(Saved entries)
○ ○ ○ ○ ○ ○ ○
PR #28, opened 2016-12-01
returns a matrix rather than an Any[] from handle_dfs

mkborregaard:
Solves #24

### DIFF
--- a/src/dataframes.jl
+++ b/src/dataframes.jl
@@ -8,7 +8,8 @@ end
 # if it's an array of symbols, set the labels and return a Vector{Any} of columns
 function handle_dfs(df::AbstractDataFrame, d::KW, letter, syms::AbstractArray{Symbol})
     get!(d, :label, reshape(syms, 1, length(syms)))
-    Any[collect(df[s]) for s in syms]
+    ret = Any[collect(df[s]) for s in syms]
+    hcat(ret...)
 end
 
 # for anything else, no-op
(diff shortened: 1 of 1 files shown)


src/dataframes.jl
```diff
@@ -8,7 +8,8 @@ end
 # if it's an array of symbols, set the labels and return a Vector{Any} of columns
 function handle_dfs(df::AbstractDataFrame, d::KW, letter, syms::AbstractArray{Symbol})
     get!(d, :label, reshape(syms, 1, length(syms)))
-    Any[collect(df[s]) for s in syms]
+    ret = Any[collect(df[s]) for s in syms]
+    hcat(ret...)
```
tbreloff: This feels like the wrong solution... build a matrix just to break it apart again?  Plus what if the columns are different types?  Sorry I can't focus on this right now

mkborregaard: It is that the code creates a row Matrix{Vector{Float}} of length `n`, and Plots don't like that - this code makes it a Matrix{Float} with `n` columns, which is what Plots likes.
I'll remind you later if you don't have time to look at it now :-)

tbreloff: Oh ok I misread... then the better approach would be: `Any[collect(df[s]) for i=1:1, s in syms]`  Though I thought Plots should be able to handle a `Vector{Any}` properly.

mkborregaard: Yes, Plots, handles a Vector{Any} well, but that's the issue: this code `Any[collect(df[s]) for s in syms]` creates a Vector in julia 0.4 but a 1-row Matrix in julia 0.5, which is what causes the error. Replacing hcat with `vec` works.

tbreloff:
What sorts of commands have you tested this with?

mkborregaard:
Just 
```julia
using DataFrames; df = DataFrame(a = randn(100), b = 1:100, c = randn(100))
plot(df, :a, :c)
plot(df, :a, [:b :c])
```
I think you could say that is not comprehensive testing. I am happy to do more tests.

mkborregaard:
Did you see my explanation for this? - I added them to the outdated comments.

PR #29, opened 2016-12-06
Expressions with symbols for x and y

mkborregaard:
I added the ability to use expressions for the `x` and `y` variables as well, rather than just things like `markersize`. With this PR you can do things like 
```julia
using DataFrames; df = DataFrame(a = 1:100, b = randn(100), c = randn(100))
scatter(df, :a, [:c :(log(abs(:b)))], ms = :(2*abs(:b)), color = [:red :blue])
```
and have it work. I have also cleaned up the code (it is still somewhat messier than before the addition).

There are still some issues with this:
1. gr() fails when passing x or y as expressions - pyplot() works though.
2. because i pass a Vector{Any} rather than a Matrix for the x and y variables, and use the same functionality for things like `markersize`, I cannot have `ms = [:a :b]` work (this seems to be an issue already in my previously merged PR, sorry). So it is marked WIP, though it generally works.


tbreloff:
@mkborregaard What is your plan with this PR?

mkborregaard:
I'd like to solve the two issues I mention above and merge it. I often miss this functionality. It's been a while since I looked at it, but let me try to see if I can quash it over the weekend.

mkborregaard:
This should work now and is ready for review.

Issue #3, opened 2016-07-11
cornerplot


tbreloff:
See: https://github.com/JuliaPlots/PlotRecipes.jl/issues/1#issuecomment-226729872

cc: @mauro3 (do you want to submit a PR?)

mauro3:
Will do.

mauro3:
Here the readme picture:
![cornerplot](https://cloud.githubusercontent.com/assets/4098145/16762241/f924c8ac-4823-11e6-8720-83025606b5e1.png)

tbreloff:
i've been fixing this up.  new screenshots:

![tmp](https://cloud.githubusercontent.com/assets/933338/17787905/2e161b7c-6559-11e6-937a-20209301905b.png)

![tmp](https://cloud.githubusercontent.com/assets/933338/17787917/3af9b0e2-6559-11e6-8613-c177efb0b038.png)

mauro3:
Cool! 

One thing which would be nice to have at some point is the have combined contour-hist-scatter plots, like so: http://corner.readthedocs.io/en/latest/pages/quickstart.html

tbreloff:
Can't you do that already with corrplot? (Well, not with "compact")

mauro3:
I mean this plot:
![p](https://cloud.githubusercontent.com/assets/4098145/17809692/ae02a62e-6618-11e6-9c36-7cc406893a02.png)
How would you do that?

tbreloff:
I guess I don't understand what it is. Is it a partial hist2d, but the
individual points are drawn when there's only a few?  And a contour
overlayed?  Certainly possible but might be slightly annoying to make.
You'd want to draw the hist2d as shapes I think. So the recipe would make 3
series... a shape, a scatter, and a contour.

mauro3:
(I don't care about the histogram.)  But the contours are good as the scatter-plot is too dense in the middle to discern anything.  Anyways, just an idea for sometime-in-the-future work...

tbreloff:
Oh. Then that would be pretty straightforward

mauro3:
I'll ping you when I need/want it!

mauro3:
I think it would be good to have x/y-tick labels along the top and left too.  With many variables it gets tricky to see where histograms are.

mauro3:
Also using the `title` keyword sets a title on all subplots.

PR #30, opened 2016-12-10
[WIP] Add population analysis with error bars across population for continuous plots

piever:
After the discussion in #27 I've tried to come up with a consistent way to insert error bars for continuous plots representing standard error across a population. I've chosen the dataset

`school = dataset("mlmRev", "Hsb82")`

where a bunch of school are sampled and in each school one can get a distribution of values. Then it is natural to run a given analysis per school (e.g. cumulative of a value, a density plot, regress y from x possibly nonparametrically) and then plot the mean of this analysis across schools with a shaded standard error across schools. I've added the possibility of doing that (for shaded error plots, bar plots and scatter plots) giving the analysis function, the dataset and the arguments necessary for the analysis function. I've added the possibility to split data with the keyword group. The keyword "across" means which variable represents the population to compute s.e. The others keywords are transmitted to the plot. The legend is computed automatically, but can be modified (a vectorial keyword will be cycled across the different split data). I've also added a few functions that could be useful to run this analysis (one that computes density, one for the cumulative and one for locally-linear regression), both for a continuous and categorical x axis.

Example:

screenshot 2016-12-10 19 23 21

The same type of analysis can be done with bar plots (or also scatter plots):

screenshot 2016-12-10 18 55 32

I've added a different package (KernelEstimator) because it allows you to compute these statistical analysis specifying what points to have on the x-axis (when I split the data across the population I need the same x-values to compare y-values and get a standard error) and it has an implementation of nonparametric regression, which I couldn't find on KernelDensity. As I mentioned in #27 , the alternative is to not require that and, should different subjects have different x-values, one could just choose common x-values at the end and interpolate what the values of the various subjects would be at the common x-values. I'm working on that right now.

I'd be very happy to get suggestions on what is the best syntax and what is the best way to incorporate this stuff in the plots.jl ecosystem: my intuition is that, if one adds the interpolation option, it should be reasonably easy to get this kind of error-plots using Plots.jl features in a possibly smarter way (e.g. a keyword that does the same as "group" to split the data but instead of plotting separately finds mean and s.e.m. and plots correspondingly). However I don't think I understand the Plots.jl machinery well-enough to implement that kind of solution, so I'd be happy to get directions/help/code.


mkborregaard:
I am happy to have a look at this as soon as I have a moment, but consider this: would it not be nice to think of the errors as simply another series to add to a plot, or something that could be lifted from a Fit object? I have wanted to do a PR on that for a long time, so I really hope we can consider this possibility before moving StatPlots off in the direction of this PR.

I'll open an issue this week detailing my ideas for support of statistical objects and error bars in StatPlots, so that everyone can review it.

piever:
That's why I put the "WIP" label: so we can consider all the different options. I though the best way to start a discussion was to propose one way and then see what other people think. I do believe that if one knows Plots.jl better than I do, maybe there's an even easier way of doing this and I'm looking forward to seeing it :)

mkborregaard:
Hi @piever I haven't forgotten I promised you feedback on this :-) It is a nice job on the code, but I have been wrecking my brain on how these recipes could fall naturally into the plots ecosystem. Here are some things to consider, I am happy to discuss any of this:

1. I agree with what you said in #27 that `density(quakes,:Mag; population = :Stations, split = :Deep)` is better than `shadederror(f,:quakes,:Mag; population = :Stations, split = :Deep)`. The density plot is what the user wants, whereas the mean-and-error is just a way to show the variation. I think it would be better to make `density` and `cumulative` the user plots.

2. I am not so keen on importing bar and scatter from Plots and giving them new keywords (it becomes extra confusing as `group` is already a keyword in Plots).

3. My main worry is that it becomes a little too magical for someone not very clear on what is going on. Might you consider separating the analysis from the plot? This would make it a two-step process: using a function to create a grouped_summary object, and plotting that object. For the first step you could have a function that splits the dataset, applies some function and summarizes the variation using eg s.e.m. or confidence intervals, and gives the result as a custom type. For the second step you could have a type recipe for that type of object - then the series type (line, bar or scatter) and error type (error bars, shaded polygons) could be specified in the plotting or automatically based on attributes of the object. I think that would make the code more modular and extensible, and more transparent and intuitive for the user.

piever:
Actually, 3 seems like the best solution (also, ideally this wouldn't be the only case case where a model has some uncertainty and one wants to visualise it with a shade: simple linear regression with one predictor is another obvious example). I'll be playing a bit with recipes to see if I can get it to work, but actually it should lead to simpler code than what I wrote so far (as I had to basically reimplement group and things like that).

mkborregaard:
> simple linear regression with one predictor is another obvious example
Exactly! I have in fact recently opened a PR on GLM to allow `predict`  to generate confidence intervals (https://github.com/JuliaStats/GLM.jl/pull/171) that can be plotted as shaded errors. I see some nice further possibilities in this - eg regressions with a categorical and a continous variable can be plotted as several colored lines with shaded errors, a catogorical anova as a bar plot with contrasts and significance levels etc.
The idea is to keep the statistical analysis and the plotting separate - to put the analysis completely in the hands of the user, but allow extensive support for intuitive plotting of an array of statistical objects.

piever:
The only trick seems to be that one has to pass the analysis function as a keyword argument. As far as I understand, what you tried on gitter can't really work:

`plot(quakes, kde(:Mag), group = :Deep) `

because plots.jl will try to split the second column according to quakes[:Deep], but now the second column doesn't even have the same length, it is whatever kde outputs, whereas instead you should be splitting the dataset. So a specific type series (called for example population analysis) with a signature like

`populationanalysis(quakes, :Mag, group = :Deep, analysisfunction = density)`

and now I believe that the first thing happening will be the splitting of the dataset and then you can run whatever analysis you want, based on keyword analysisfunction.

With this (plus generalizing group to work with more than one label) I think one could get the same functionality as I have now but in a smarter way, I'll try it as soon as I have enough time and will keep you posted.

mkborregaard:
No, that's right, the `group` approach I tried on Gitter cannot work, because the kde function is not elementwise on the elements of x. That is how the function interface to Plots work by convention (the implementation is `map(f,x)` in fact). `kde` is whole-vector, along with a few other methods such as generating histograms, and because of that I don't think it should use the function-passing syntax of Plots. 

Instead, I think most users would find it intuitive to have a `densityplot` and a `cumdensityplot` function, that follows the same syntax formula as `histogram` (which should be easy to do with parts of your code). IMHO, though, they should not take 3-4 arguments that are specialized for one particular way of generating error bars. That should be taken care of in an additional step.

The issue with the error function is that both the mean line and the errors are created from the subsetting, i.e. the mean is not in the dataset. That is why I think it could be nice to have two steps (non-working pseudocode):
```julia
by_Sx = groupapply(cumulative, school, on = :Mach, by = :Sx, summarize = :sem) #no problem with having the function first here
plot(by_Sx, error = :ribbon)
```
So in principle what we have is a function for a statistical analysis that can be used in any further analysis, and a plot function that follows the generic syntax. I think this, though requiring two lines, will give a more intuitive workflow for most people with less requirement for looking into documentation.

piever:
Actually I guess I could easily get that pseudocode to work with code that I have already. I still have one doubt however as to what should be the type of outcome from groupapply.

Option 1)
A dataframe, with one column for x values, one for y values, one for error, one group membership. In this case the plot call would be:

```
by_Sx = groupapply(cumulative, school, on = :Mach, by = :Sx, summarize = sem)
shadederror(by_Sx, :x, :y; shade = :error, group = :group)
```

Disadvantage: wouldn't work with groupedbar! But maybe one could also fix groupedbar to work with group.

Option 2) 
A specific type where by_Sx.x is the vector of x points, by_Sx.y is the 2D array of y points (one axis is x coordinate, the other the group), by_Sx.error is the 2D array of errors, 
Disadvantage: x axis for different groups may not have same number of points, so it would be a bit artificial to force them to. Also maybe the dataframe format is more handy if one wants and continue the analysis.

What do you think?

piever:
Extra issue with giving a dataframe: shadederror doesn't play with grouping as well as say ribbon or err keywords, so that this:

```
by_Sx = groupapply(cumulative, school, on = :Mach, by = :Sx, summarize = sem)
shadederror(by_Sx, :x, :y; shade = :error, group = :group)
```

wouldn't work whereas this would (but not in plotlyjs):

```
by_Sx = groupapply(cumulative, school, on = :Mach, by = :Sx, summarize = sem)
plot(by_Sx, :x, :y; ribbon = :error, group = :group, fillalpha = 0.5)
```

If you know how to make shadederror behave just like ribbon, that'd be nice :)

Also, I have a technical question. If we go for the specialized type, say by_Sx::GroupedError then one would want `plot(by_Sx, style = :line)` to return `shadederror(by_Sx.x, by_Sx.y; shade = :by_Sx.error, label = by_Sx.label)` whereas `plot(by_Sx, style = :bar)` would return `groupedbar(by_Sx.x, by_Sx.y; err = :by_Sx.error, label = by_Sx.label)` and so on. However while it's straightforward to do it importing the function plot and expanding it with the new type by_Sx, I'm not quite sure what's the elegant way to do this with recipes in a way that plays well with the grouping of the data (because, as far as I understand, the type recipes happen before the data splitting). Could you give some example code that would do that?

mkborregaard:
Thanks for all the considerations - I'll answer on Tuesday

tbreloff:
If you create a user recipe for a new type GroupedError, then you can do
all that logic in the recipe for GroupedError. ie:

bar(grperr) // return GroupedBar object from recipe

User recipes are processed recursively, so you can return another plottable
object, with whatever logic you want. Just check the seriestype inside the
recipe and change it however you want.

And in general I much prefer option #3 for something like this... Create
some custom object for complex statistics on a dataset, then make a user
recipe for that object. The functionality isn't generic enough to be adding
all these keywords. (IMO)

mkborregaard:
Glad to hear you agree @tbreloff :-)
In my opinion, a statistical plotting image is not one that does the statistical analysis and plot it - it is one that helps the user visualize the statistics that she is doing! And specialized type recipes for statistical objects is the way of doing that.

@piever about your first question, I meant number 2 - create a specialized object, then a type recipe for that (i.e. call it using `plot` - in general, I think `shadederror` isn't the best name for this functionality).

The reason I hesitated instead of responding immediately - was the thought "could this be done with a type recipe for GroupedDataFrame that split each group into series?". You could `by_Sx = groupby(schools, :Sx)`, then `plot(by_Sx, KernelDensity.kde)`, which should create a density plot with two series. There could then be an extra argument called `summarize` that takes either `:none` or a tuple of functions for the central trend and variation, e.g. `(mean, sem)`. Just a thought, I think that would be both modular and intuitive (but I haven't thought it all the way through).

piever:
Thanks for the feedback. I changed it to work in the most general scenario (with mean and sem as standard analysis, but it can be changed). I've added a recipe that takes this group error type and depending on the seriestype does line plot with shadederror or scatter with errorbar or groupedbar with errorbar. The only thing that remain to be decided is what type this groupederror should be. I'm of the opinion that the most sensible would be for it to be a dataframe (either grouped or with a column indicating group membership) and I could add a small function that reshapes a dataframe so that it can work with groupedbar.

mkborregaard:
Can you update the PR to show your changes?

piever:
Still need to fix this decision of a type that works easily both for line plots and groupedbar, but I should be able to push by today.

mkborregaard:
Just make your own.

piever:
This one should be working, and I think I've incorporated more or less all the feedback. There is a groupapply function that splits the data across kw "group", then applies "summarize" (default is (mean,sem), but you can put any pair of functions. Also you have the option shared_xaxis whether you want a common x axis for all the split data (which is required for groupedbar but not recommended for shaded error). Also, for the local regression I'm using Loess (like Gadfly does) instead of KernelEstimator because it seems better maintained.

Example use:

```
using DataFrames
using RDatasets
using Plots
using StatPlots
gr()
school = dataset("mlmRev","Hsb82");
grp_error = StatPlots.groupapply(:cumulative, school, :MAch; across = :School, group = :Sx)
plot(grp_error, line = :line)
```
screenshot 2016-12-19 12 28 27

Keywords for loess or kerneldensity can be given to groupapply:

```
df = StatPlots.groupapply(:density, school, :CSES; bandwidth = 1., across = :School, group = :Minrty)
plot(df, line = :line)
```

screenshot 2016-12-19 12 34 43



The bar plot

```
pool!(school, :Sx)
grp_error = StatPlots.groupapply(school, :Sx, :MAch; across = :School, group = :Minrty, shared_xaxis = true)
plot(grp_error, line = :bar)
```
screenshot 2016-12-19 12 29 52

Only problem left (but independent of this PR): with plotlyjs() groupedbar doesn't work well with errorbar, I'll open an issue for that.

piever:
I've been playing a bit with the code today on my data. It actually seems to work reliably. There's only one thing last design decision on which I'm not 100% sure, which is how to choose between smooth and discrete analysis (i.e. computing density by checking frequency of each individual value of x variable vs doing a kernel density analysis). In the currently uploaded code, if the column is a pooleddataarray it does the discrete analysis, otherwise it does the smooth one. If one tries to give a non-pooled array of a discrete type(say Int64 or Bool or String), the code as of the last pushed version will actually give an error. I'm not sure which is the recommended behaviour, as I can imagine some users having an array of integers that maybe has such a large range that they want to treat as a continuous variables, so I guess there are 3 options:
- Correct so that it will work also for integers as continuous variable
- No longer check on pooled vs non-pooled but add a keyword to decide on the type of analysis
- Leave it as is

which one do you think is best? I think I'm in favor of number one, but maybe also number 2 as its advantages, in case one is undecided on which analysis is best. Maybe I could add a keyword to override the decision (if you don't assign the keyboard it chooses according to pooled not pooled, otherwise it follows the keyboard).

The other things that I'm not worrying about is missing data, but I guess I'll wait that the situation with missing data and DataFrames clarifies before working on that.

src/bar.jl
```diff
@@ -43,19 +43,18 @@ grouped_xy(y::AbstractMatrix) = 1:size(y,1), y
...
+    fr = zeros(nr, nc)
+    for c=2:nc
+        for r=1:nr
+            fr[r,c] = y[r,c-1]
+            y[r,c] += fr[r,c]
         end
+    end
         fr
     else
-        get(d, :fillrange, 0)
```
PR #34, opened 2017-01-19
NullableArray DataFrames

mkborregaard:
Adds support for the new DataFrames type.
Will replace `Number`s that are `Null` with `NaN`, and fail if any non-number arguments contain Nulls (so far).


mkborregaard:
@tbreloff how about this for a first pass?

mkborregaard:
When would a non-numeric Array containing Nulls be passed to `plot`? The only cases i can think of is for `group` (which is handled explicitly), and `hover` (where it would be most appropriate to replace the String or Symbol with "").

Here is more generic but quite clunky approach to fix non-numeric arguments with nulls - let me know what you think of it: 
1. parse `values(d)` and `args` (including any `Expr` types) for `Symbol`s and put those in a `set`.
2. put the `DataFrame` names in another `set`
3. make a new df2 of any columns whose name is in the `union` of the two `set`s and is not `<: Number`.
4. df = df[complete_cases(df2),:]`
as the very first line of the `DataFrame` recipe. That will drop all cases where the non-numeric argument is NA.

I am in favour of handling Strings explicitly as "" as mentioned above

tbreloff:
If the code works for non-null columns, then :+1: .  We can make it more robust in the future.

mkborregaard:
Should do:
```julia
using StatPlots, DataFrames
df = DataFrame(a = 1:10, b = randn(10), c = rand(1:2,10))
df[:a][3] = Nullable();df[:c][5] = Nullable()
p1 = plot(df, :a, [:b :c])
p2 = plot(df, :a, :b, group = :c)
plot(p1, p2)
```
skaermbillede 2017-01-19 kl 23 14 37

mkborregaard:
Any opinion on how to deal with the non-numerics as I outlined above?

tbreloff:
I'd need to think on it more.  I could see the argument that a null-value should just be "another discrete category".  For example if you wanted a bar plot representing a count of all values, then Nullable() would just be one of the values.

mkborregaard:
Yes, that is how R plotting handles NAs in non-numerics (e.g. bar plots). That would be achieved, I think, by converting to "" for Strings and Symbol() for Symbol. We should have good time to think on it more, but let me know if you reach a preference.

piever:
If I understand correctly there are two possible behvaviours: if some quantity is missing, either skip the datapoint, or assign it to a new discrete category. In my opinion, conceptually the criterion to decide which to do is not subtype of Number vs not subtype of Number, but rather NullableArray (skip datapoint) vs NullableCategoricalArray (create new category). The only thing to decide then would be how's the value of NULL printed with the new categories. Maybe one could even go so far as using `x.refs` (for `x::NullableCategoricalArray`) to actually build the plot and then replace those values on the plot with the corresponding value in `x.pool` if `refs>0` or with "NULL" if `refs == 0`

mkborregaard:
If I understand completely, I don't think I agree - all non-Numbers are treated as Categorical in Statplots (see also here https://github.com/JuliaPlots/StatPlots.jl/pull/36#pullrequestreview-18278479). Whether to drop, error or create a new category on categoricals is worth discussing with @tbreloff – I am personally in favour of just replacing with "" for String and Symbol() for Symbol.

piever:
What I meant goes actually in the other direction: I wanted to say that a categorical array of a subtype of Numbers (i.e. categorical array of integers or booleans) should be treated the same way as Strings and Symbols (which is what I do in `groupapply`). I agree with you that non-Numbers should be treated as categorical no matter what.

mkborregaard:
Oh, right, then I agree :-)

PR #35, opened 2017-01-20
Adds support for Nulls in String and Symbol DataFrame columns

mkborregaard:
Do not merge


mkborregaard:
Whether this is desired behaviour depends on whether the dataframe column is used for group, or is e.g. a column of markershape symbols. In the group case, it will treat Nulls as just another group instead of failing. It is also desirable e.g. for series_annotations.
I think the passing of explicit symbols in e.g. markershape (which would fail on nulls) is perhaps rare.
○ ○ ○ ○ ○ ○ ○
What you are asked to do: Which lines of the records contain "today"? Show each of them.

Output:
Still need to fix this decision of a type that works easily both for line plots and groupedbar, but I should be able to push by today.
I've been playing a bit with the code today on my data. It actually seems to work reliably. There's only one thing last design decision on which I'm not 100% sure, which is how to choose between smooth and discrete analysis (i.e. computing density by checking frequency of each individual value of x variable vs doing a kernel density analysis). In the currently uploaded code, if the column is a pooleddataarray it does the discrete analysis, otherwise it does the smooth one. If one tries to give a non-pooled array of a discrete type(say Int64 or Bool or String), the code as of the last pushed version will actually give an error. I'm not sure which is the recommended behaviour, as I can imagine some users having an array of integers that maybe has such a large range that they want to treat as a continuous variables, so I guess there are 3 options:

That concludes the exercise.